# Litter Brand Help



## Carlee (Jun 7, 2010)

I know this probably has been asked a million times but I'm on the hunt for a new litter - I was using Yesterday's news but since the packaging changed the original brand has an strong odor - like oil. I did report it to Purina. 

Has anyone tried Critter Country Litter? Did you rabbit eat it since it's made from a grass? 

Any suggestions for litters? If so where did you purchase it. I only have a Petco near me and they have no choices in a rabbit litter. I can't use Carefresh because it sticks to my rabbit's fur. 

Thanks!!


----------



## tonyshuman (Jun 7, 2010)

Feline Pine can be purchased at Petco, usually, and it's fine because the pine sawdust used to make it is kiln dried to remove the aromatic oils. I use wood stove pellets, which are also used in horse stalls, for mine. They're either hardwood or kiln dried pine, and can be found at some pet stores, some hardware stores, and some farm supply stores. Tractor Supply usually has it.


----------



## Carlee (Jun 7, 2010)

So it's safe if a rabbit eats it?


----------



## Korr_and_Sophie (Jun 7, 2010)

Wood pellets would be safe if a little is eaten. Like any litter, it should not be eating in large amounts. If your rabbit does like to eat litter, a screen over top of the litter is a good idea.


----------



## slavetoabunny (Jun 7, 2010)

I also recommend the horse stall pellets. They are great for odor control and really inexpensive. I use an eggcrate grate over mine.


----------



## Carlee (Jun 7, 2010)

Thanks for the information everyone. I can't do a screen over the litter box. But I know what ever I pick he will nibble on it. 
I still just can't decide what litter to use. 

Thanks again all


----------



## Amy27 (Jun 8, 2010)

I use to use Yesterdays News and just a couple weeks ago switched to horse pellets. It is so much cheaper. I bought the biggest bag of Yesterdays News. I think it was 30 lbs for $16-$20. I got a 40 lb bag of horse pellets for $6! It also absorbs odor just as well as Yesterdays News. I just went to a local feed store to get the horse pellets. I am so happy I switched. It is going to save me lots of money.


----------



## NorthernAutumn (Jun 8, 2010)

Loving the cheap and safe wood stove/horse pellets over here! I've tried just about every litter out there, and this one is tops for both safety and cost 

I LOVE wood stove pellets


----------



## Carlee (Jun 8, 2010)

Would some one pleasesend me picture of the bag/link of wood stove/ horse pellets - I can't find them online. I know there is a pine horse pellet and I'm sure that's a big no,no.


----------



## hln917 (Jun 8, 2010)

This is the one we use from Tractor Supply. Just bought a 40lb bag for $6.49 last weekend.


----------



## Carlee (Jun 8, 2010)

It's a PINE pellet right? I thought no pine pellets for rabbits? 

I'm confused :?


----------



## elrohwen (Jun 8, 2010)

I get wood stove pellets (or horse stall bedding) at the feed store. It's super cheap - about $5 for 40lbs.


----------



## Luvr of Wabbits and Polar Bears (Jun 8, 2010)

*Carlee wrote: *


> It's a PINE pellet right? I thought no pine pellets for rabbits?
> 
> I'm confused :?


Pine is a no no but because these Pine pellets have been Kiln dried the oils have been removed and are safe for the rabbits.

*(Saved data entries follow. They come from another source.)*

PR #613, opened 2023-03-31
Fix AWSException construction for JSON-encoded responses with invalid bodies

Octogonapus:
This PR fixes a bug I ran into when receiving a JSON-encoded response with an invalid JSON body.
I received this response from a custom API GW endpoint, not from an official AWS endpoint.

### DIFF
--- a/src/AWSExceptions.jl
+++ b/src/AWSExceptions.jl
@@ -110,7 +110,7 @@ function AWSException(e::HTTP.StatusError, body::AbstractString)
     end
 
     # Sometimes info is a string, in which case there is nothing else to do
-    if (info isa AbstractDict)
+    if info isa AbstractDict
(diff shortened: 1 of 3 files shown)


src/AWSExceptions.jl
```diff
@@ -109,15 +109,18 @@ function AWSException(e::HTTP.StatusError, body::AbstractString)
         end
     end
 
-    # There are times when Errors or Error are returned back
-    info = get(info, "Errors", info)
-    info = get(info, "Error", info)
+    # Sometimes info is a string, in which case there is nothing else to do
+    if (info isa AbstractDict)
```
mattBrzezinski, line 113:
```suggestion
    if info isa AbstractDict
```

mattBrzezinski (approved):
bors r+

PR #417, opened 2020-11-19
Table to store fdb restore table for fdbsyncd

kishorekunal01:
[FDBSYNCD] Added support for FDBSYNCD for EVPN as described in the PR Azure/SONiC#437

Table to restore the fdb entry during warm boot, This change is required to compile fdbsyncd changes
https://github.com/Azure/sonic-swss/pull/1276

What I did
Initial infra to support FDBSYNCD warm reboot

Why I did it
Part of overall EVPN-VXLAN Implementation

How I verified it
Not yet compiled or verified

Details if related
HLD Location : https://github.com/Azure/SONiC/pull/437/commits

Signed-off-by: Kishore Kunal kishore.kunal@broadcom.com


kishorekunal01:
It is not required, hence removing it

PR #418, opened 2020-11-21
[swig] wrap logger.h

qiluo-msft:
Related to https://github.com/Azure/sonic-buildimage/issues/5992
It turns out that we need to set log level in snmpagent repo.

### DIFF
--- a/common/logger.h
+++ b/common/logger.h
@@ -37,6 +37,11 @@ void err_exit(const char *fn, int ln, int e, const char *fmt, ...)
         err_exit(__FUNCTION__, __LINE__, e, (fmt), ##args); \
     }
 
+#ifdef __GNUC__
+#    define ATTRIBUTE_NORTEURN __attribute__ ((noreturn))
+#else
+#    define ATTRIBUTE_NORTEURN
+#endif
 
 class Logger
 {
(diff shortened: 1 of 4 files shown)


common/logger.h
```diff
@@ -130,7 +130,11 @@ class Logger
 
     static void swssPrioNotify(const std::string &component, const std::string &prioStr);
     static void swssOutputNotify(const std::string &component, const std::string &outputStr);
-    [[ noreturn ]] void settingThread();
+
+#ifndef SWIG
+    [[ noreturn ]]
+#endif
+    void settingThread();
```
jleveque, line 137: This is a bit hard to read. Is there a way we could create a macro, e.g.,

```c++
#ifdef SWIG
#    define ATTRIBUTE_NORTEURN
#else
#    define ATTRIBUTE_NORTEURN [[ noreturn ]]
#endif
```

or

```c++
#ifdef SWIG
#    define ATTRIBUTE_NORTEURN
#else
#    define ATTRIBUTE_NORTEURN __declspec(noreturn)
#endif
```

Then use:

```c++
ATTRIBUTE_NORTEURN void settingThread();
```

qiluo-msft: Thanks for the feedback! Actually I found similar code in this file and followed. And positively testing GNU make more sense. Do you read better?

---
In reply to: [528070062](https://github.com/Azure/sonic-swss-common/pull/418#discussion_r528070062) [](ancestors = 528070062)

jleveque: Sorry, but it's not much better. I was hoping to separate the `#ifdef` to a macro that can be reused so that this can become a one-line solution, e.g., 

```c++
ATTRIBUTE_NORTEURN void settingThread();
```

kcudnik (approved):

jleveque (approved):

PR #421, opened 2020-11-24
[swss-common] Add LINKMGR CFG and MUX LINKMGR state table names

tahmed-dev:
Adding LINKMGR cfg table name to config db macros and
MUX_LINKMGR state table to state db macros.
    
signed-off-by: Tamer Ahmed <tamer.ahmed@microsoft.com>

### DIFF
--- a/common/schema.h
+++ b/common/schema.h
@@ -356,7 +356,6 @@ namespace swss {
 
 #define STATE_MUX_CABLE_TABLE_NAME                  "MUX_CABLE_TABLE"
 #define STATE_HW_MUX_CABLE_TABLE_NAME               "HW_MUX_CABLE_TABLE"
-
 #define STATE_MUX_LINKMGR_TABLE_NAME                "MUX_LINKMGR_TABLE"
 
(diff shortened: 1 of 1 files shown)


lguohan:
not sure why we need this table? isn't in metadata|localhost?

common/schema.h
```diff
@@ -356,6 +357,8 @@ namespace swss {
 #define STATE_MUX_CABLE_TABLE_NAME                  "MUX_CABLE_TABLE"
 #define STATE_HW_MUX_CABLE_TABLE_NAME               "HW_MUX_CABLE_TABLE"
 
+#define STATE_MUX_LINKMGR_TABLE_NAME                "MUX_LINKMGR_TABLE"
```
jleveque, line 360: Why not group with the other mux-related table names above above as you did on line 306?

jleveque (approved):

common/schema.h
tahmed-dev: OK, will do

prsunny (approved):

PR #423, opened 2020-12-02
[dbconnector] protect db information with mutex

yxieca:
STL containers are only thread safe for reads. But not for writes. protect the db information variables with rwlock.

Signed-off-by: Ying Xie <ying.xie@microsoft.com>

### DIFF
--- a/common/dbconnector.cpp
+++ b/common/dbconnector.cpp
@@ -82,6 +82,7 @@ void SonicDBConfig::initializeGlobalConfig(const string &file)
         return;
     }
 
+    pthread_rwlock_wrlock(&db_info_lock);
     ifstream i(file);
     if (i.good())
     {
@@ -141,11 +142,13 @@ void SonicDBConfig::initializeGlobalConfig(const string &file)
         catch (domain_error& e)
         {
             SWSS_LOG_ERROR("key doesn't exist in json object, NULL value has no iterator >> %s\n", e.what());
+            pthread_rwlock_unlock(&db_info_lock);
             throw runtime_error("key doesn't exist in json object, NULL value has no iterator >> " + string(e.what()));
         }
         catch (exception &e)
         {
             SWSS_LOG_ERROR("Sonic database config file syntax error >> %s\n", e.what());
+            pthread_rwlock_unlock(&db_info_lock);
             throw runtime_error("Sonic database config file syntax error >> " + string(e.what()));
         }
     }
@@ -153,6 +156,8 @@ void SonicDBConfig::initializeGlobalConfig(const string &file)
     {
         SWSS_LOG_ERROR("Sonic database config global file doesn't exist at %s\n", file.c_str());
     }
+
+    pthread_rwlock_unlock(&db_info_lock);
 
     // Set it as the global config file is already parsed and init done.
     m_global_init = true;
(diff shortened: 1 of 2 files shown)


yxieca:
This change is intended to address issue https://github.com/Azure/sonic-buildimage/issues/6103.

However, after added this tentative protection, I realized that there is no code removing anything from m_db_info. So I guess this protection won't really protect us against the issue above?

common/dbconnector.h
```diff
@@ -54,6 +55,7 @@ class SonicDBConfig
     static bool isGlobalInit() { return m_global_init; };
 
 private:
+    static pthread_rwlock_t db_info_lock;
```
kcudnik, line 58: make this static seems like bad idea to me

kcudnik:
@yxieca  What is main motivation for this change? You are manually locking/unlocking lock in many places and it could be easy to forget to do that when code will grow. At least wrapping that to class and release in destructor. Also is **std::shared_lock** what you are looking for?
I would be against using rwlock lock here, unless you really know what you are doing and you know what your flow/data is. I'm assuming that you are worrying that some of the threads will be starved to death? Do you have any data on which you are basing this proposal?

also mistake in title "dbconnectgor"

common/dbconnector.h
yxieca: All the information under protection are static variables. That is why this lock is also static.

kcudnik:
Is issue related to m_inst_info/m_db_info ?  those are static map, and in general it's advised to not uses statics, since they "wired" things can happen process is shutdown, depends on complexity, and threads running, it could happen that some destroyed data is still in use which can lead to some really hard to track errors

kcudnik:
This SonicDBConfig class don't see to me as critical performance class, so std::recursive_mutex would make more sense and more clean solution.

common/dbconnector.h
kcudnik: yea, entire class is static, which is bad XD

qiluo-msft:
> void SonicDBConfig::initializeGlobalConfig(const string &file)

All the `initialize...` functions should be run in single thread environment. Then all other functions are read-only.
Seems an application usage bug if the assumption is broken. Why application use multiple threads for any write operation?

---
Refers to: common/dbconnector.cpp:70 in 74cf24e. [](commit_id = 74cf24ec38964dcef03bf18c7aefed2cb6f59af9, deletion_comment = False)

common/dbconnector.cpp
```diff
@@ -141,11 +142,13 @@ void SonicDBConfig::initializeGlobalConfig(const string &file)
         catch (domain_error& e)
         {
             SWSS_LOG_ERROR("key doesn't exist in json object, NULL value has no iterator >> %s\n", e.what());
+            pthread_rwlock_unlock(&db_info_lock);
```
qiluo-msft, line 145: >pthread_rwlock_unlock [](start = 12, length = 21)

Better to use `std::lock_guard`

yxieca: Great idea. If we decide to move forward. I'll make change accordingly

kcudnik: yea, and use recursive lock as discussed

common/dbconnector.h
```diff
@@ -6,6 +6,8 @@
 #include <unordered_map>
 #include <utility>
 #include <memory>
+#include <pthread.h>
```
kcudnik, line 9: you dont need probably this include

kcudnik (approved):

common/dbconnector.h
yxieca: yes. I added that earlier. it is no longer needed now.

kcudnik (approved):

kcudnik (approved):

qiluo-msft (approved):

PR #425, opened 2020-12-07
Add fdb_flush.v2.lua script to makefile

kcudnik:


common/Makefile.am
```diff
@@ -8,7 +8,8 @@ EXTRA_DIST = \
     producer_state_table_apply_view.lua \
     table_dump.lua \
     redis_multi.lua \
-    fdb_flush.lua
+    fdb_flush.lua \
+    fdb_flush.v2.lua
```
qiluo-msft, line 12: Is it better to move application specific lua script into application repo (sairedis). Since it is not shared, you may simply remove v1 version.

kcudnik: v1 can be remove after we will shift everything and submodules on buldimage repo

kcudnik:
ping

lguohan (approved):

PR #427, opened 2020-12-12
Implement DBConnector::pubsub() to emulate python Redis.pubsub()

qiluo-msft:
This function will be SWIG wrapped and used by sonic-snmpagent repo.
Tested in unit test and manually on DUT.


common/pubsub.cpp
```diff
@@ -0,0 +1,125 @@
...
+PubSub::PubSub(DBConnector *parent)
+    : m_parentConnector(parent)
+{
+}
+
+void PubSub::psubscribe(const std::string &pattern)
+{
+    if (m_subscribe)
+    {
+        m_select.removeSelectable(this);
```
kcudnik, line 18: why on subscribe you remove selectable? should you add? should this variable be called m_subscribed ?

kcudnik (approved):

common/pubsub.cpp
```diff
@@ -0,0 +1,125 @@
...
+            m_keyspace_event_buffer.emplace_back(make_shared<RedisReply>(reply));
+        }
+    }
+    while(reply != nullptr && status == REDIS_OK);
+
+    if (status != REDIS_OK)
+    {
+        throw RedisError("Unable to redisGetReplyFromReader", m_subscribe->getContext());
+    }
+    return 0;
```
shi-su, line 61: Is there any meaning of the return value of this function?

qiluo-msft: My understanding is no. It is expected used only in Select class, and the return value is ignored there.

---
In reply to: [541802204](https://github.com/Azure/sonic-swss-common/pull/427#discussion_r541802204) [](ancestors = 541802204)

shi-su (approved):

PR #430, opened 2020-12-14
Remove extension of tableNameSeparatorMap

qiluo-msft:
Because it is used only in pyext for backward compatible. New code should get separator from `database_config.json`
Fixed the first issue in https://github.com/Azure/sonic-buildimage/issues/5351

### DIFF
--- a/common/table.cpp
+++ b/common/table.cpp
@@ -26,13 +26,7 @@ const TableNameSeparatorMap TableBase::tableNameSeparatorMap = {
    { CONFIG_DB,           TABLE_NAME_SEPARATOR_VBAR  },
    { PFC_WD_DB,           TABLE_NAME_SEPARATOR_COLON },
    { FLEX_COUNTER_DB,     TABLE_NAME_SEPARATOR_COLON },
-   { STATE_DB,            TABLE_NAME_SEPARATOR_VBAR  },
-   { RESTAPI_DB,          TABLE_NAME_SEPARATOR_VBAR  },
-   { GB_ASIC_DB,          TABLE_NAME_SEPARATOR_VBAR  },
-   { GB_COUNTERS_DB,      TABLE_NAME_SEPARATOR_VBAR  },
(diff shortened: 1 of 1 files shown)


common/table.cpp
```diff
@@ -26,13 +26,7 @@ const TableNameSeparatorMap TableBase::tableNameSeparatorMap = {
...
    { PFC_WD_DB,           TABLE_NAME_SEPARATOR_COLON },
    { FLEX_COUNTER_DB,     TABLE_NAME_SEPARATOR_COLON },
-   { STATE_DB,            TABLE_NAME_SEPARATOR_VBAR  },
-   { RESTAPI_DB,          TABLE_NAME_SEPARATOR_VBAR  },
-   { GB_ASIC_DB,          TABLE_NAME_SEPARATOR_VBAR  },
-   { GB_COUNTERS_DB,      TABLE_NAME_SEPARATOR_VBAR  },
-   { GB_FLEX_COUNTER_DB,  TABLE_NAME_SEPARATOR_VBAR  },
-   { CHASSIS_APP_DB,      TABLE_NAME_SEPARATOR_VBAR  },
-   { CHASSIS_STATE_DB,    TABLE_NAME_SEPARATOR_VBAR  }
+   { STATE_DB,            TABLE_NAME_SEPARATOR_VBAR  }
```
jleveque, line 29: Suggest also adding a `NOTE` comment above this map definition stating that it is deprecated and will be removed in the future, and state that new DBs should instead be added to `database_config.json`. This will help prevent future issues/confusion.

jleveque (changes requested):

jleveque (approved):

judyjoseph:
@Qi to confirm that we have moved completely from pyext .. as I see PFC_WD_DB and FLEX_COUNTER_DB still use ":" separator. https://github.com/Azure/sonic-buildimage/blob/master/dockers/docker-database/database_config.json.j2#L42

I also would recommend any Horse Stall Pellets they are so much cheaper.


----------



## elrohwen (Jun 8, 2010)

Yep, pine in pellet form is fine because of the way it's processed.


----------



## Mrs. PBJ (Jun 8, 2010)

This is a link to a brand of these. If you have a feed store in your area if you call and ask if they have Horse stall bedding they will know what your talking about. 

http://www.guardianhorsebedding.com/

Here is a link to the horse stall bedding


http://www.guardianhorsebedding.com/pinepellets.htm

There is a slide show on the main page so you can see what they look like. 

I love then and use them.


----------



## missyscove (Jun 10, 2010)

I too use feline pine.

It is a pine pellet, but it's okay because it has been kiln dried which gets rid of the aromatic oils.


----------



## Carlee (Jun 10, 2010)

You guys are soooo GREAT!!!* Thanks* to everyone for responding. I learn so much!! 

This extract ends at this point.